サイクリングサイエンス コラム 第22回 / リバウンドの危機

正月も過ぎ、お休み気分もゆっくりと元の日常に戻りつつあるこの頃。休暇期間中に体重が増えてしまった方も多いのではないでしょうか。いつもより少し数字の増えた体重計を眺めながら、「今年は〇kg痩せよう」「富士ヒルまでに〇kg減らそう」など、ダイエットの計画を立てている方もいることでしょう。今回はこの減量に関する落とし穴について解説していきます。

INDEX


▷体重の増減を繰り返すリバウンドとは


▷増減を繰り返すと病気になりやすい


▷ダイエットの繰り返しは脂質・糖代謝を狂わせる


▷人間は短期間では太らないし痩せない


▷減量は筋トレとセットで


▷貴方に減量は必要ですか?


▷意図しない体重の変化は病気が隠れているかも


体重の増減を繰り返すリバウンドとは

ダイエットに成功して痩せたものの、リバウンドして体重が元に戻ってしまった、もしくは元より増えてしまった。

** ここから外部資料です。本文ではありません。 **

PR #75, opened 2022-11-05
Fix (build): use NPM_REGISTRY from the config

ARMBouhali:
**TL;DR -** Use the `NPM_REGISTRY` config in Dockerfile, the same way it's done in other Tutor Dockerfiles (tutor-discovery, tutor-ecommerce, tutor:openedx, tutor-contrib-credentials).

We just replace the default registry URL with the config `NPM_REGISTRY` which defaults to the same value.

This is required in order to use a custom registry either for caching or for accessing private packages.

**Testing**
I've been using that fix for a while. I'm currently surviving long repetitive downloads thanks to my local pull-through cache NPM registry powered by [Verdaccio](https://verdaccio.org/docs/what-is-verdaccio/).

FYI @arbrandes @regisb


arbrandes (approved):
Makes total sense to me.  Thanks!

PR #77, opened 2022-11-07
docs: Document that DNS needs to be configured

arbrandes:
As per https://discuss.openedx.org/t/studio-superuser-login-user-account-profiles-and-indigo-theme-issues-with-maple-tutor/7363/5?u=arbrandes

### DIFF
--- a/README.rst
+++ b/README.rst
@@ -22,10 +22,17 @@ Installation
 Usage
 -----
 
-::
+To enable this plugin, run::
 
     tutor plugins enable mfe
     tutor local quickstart
+
+When running the plugin in production, it is recommended that you set up a catch-all CNAME for subdomains at the DNS provider: see the `Configuring DNS Records <https://docs.tutor.overhang.io/install.html#configuring-dns-records>`__ section in the Tutor documentation for more details.  This way, the plugin will work out of the box with no additional configuration.  Which is to say, if your ``LMS_HOST`` is set to `myopenedx.com` the MFEs this plugin provides will be accessible under `apps.myopenedx.com` by default.
+
+To check what the current value of `MFE_HOST` is actually set to, run the following::
+
+    tutor config printvalue MFE_HOST
+
 
 Account
 ~~~~~~~


README.rst
```diff
@@ -175,6 +175,13 @@ In some cases, for example when using `GitLab's NPM package registry <https://do
             RUN npm config set '//gitlab.example.com/api/v4/projects/<your_project_id>/packages/npm/:_authToken' '<your_token>'
             RUN npm install '@edx/frontend-component-header@npm:@foo/<your_frontend_component_header_name>@latest'
 
+Running in production
+---------------------
+
+When running this plugin in production, in addition to the standard `DNS configuration <https://docs.tutor.overhang.io/install.html#configuring-dns-records>`__ it is necessary for the domain name that corresponds to the ``MFE_HOST`` setting to be properly configured at a registrar.  Once the domain can be resolved at, for example, ``apps.your.domain``, you should run::
```
regisb, line 181: This is not quite right. The DNS config instructions suggest to add a CNAME for all subdomains. This should be enough in the default case but of course it will break in the following cases:

- the users did not read the docs relative to the DNS config (this is very likely as the docs do not make a great job at bubbling up this piece of information). Maybe right below (or in?) the usage instructions?
- the user configures a different `MFE_HOST`.

In any case, the DNS instructions are very important, so they should be higher up in the README. Maybe in the

README.rst
```diff
@@ -175,6 +175,13 @@ In some cases, for example when using `GitLab's NPM package registry <https://do
...
+
+    tutor config save --set MFE_HOST=apps.your.domain
```
regisb, line 183: I would be wary of adding that line. When following along a readme, many users (including me sometimes) just blindly copy-paste any verbatim instructions. I know, I know... but it's a fact of life, I've seen it happen with my own eyes.

Instead, maybe we can indicate that the MFE will be running at the host indicated by:

    tutor config printvalue MFE_HOST

And users would do well to follow the [instructions on setting up the DNS records](https://docs.tutor.overhang.io/install.html#configuring-dns-records).

regisb (changes requested):

README.rst
arbrandes: > This is not quite right. The DNS config instructions suggest to add a CNAME for all subdomains.
> the user configures a different MFE_HOST.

こんな話はどこでも聞く話です。減量後に体重がもとに戻ってしまうことを医学的にはweight cyclingと呼びます。体重がヨーヨーのように戻ってしまうことからヨーヨーダイエットと呼ばれることもあります。この体重サイクル、残念ながら楽しいサイクリングではなく、我々の健康をむしばむ恐ろしいサイクリングなのです。

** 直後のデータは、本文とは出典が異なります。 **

PR #85, opened 2022-11-15
Delete user account issue on Account MFE

CodeWithEmad:
Hi everyone
I noticed that deleting the user account doesn't work by default.

after a [little search](https://edx.readthedocs.io/projects/edx-installing-configuring-and-running/en/latest/configuration/user_retire/service_setup.html#retirement-states), I found that we need to populate retirement states before deleting a user.
I've tested this and it worked after retirement states were populated.
 

this PR will add `populate_retirement_states` command if the Account MFE was selected.

### DIFF
--- a/tutormfe/templates/mfe/tasks/lms/init
+++ b/tutormfe/templates/mfe/tasks/lms/init
@@ -1,5 +1,6 @@
 {% if MFE_ACCOUNT_MFE_APP %}
 (./manage.py lms waffle_flag --list | grep account.redirect_to_microfrontend) || ./manage.py lms waffle_flag --create --everyone account.redirect_to_microfrontend
+./manage.py lms populate_retirement_states
 {% else %}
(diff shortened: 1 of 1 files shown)


regisb (approved):
niiiiiiiiiice

CodeWithEmad:
Thanks @regisb 

btw, if I recall correctly we talked about a change log file for all overhang libraries like tutor-mfe. (right now I think only tutor has such a file)
any updates on that?

arbrandes (approved):
Thanks!

regisb:
> btw, if I recall correctly we talked about a change log file for all overhang libraries like tutor-mfe. (right now I think only tutor has such a file)

Right, thanks for reminding me. The current changelog process is not satisfying, so I propose to use scriv: https://github.com/overhangio/tutor/pull/745 If this goes through, then I'll propose that we apply a similar process to plugins.

PR #919, opened 2020-03-25
feat(api): test endpoint that throws an exception

lorin:
Add a `/test/error`endpoint that throws an exception (and, consequently, returns a 500 error) when hit.

This is intended to assist in testing error alerts, by giving us a reliable way to induce errors.


keel-web/src/main/kotlin/com/netflix/spinnaker/keel/rest/TestController.kt
```diff
@@ -0,0 +1,21 @@
...
+import com.netflix.spinnaker.keel.yaml.APPLICATION_YAML_VALUE
+import com.netflix.spinnaker.kork.exceptions.SystemException
+import org.springframework.http.MediaType.APPLICATION_JSON_VALUE
+import org.springframework.web.bind.annotation.GetMapping
+import org.springframework.web.bind.annotation.RequestMapping
+import org.springframework.web.bind.annotation.RestController
+
+@RestController
+@RequestMapping(path = ["/test"])
+class TestController {
```
gal-yardeni: I'm not quite sure if we need it in main, but if you can add some comments here about the purpose of this controller, it will be great!

lorin: The purpose of the controller is to make it easier to test out that alerts are configured correctly. For example, if we have an alert on exceptions, or 500 errors, we can test it out by inducing the error and then checking if the alert fired.

The reason I'd like to have it in main is that I want to be able to test that the alert is actually working correctly in the main environment. I worry about making a mistake configuring an alert for the main environment which would result in it never firing.

gal-yardeni: Oh I see, make sense to me! If you can just add this to the actual code (for future reference, and for other developers to know), it will be great.

keel-web/src/main/kotlin/com/netflix/spinnaker/keel/rest/TestController.kt
```diff
@@ -0,0 +1,21 @@
...
+
+  @GetMapping(
+    path = ["/error"],
+    produces = [APPLICATION_JSON_VALUE, APPLICATION_YAML_VALUE]
+  )
+  fun throwAnException(): String {
```
gal-yardeni: It maybe will make sense it should return `Map<String, Any>` and not `string`, like other controllers in keel that throws an exception?

emjburns: Agreed!

keel-web/src/main/kotlin/com/netflix/spinnaker/keel/rest/TestController.kt
luispollo: Consider renaming this to `ErrorSimulationController` for clarity.

keel-web/src/main/kotlin/com/netflix/spinnaker/keel/rest/TestController.kt
luispollo: Would it be useful to support different types of exceptions/status codes? If so, you could add a parameter with the desired status code and throw an exception you know would cause that code to be returned.

keel-web/src/main/kotlin/com/netflix/spinnaker/keel/rest/TestController.kt
luispollo: Consider adding a @ConditionalOnProperty("tests.error-simulation:false") that you can override in config to enable the endpoint in specific environments. I'm a little uncomfortable just leaving this always on everywhere.

lorin: @gal-yardeni @luispollo Those are good ideas. I'll add comments in the code and protect it with a config value.

keel-web/src/main/kotlin/com/netflix/spinnaker/keel/rest/TestController.kt
lorin: Will do.

keel-web/src/main/kotlin/com/netflix/spinnaker/keel/rest/TestController.kt
lorin: Will do.

keel-web/src/main/kotlin/com/netflix/spinnaker/keel/rest/TestController.kt
lorin: Yeah, I think it's potentially useful to support simulations of different kinds of errors, and I'd like to hold off on adding this functionality until we have tests that are consuming them (this meets my current testing needs for the exception alerts).

lorin:
My test is failing because I have to enable the new `tests.error-simulation` property to get it to work. Working on that now.

keel-web/src/main/kotlin/com/netflix/spinnaker/keel/rest/TestController.kt
lorin: Addressed in 595a47f.

keel-web/src/main/kotlin/com/netflix/spinnaker/keel/rest/TestController.kt
lorin: Addressed in 2914d241

keel-web/src/main/kotlin/com/netflix/spinnaker/keel/rest/TestController.kt
lorin: Addressed in 595a47f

具体的にどれほどの変化量を定義するのかはいまだにはっきりとした定義は確立されていませんが、体重のベースラインの4-5%以上変化することを指すことが多いです。肥満が増加し痩身がもてはやされた現代において、ダイエットは大きく普及しました。その結果、米国の成人の4人に3人がダイエットを経験し、平均7.8回の体重減少・増加のサイクルを経験していると報告されています。しかし、ダイエットを経験したことのある方ならばご存じのとおり、減らした体重を維持することはとても容易ではありません。残念なことに、減量に成功したのちにそれを維持できたのは僅か10%未満という報告もあります。

さらに一般的なダイエットに限らず、アスリートは自分が挑む競技によっては意図的に体重サイクルを起こしていることもあります。例えば、ボディビル競技者は体重の増量期と減量期をわけてトレーニングし、筋肉量をあげつつ脂肪をギリギリまで削ぎ落した身体を作り上げます。体重階級のあるスポーツでも過酷な減量を行う競技者も多いでしょう。

増減を繰り返すと病気になりやすい

この体重サイクル(リバウンド)ですが、急激な増減を頻繁に繰り返すと健康になるどころかむしろ不健康になるという報告が近年増え続けています。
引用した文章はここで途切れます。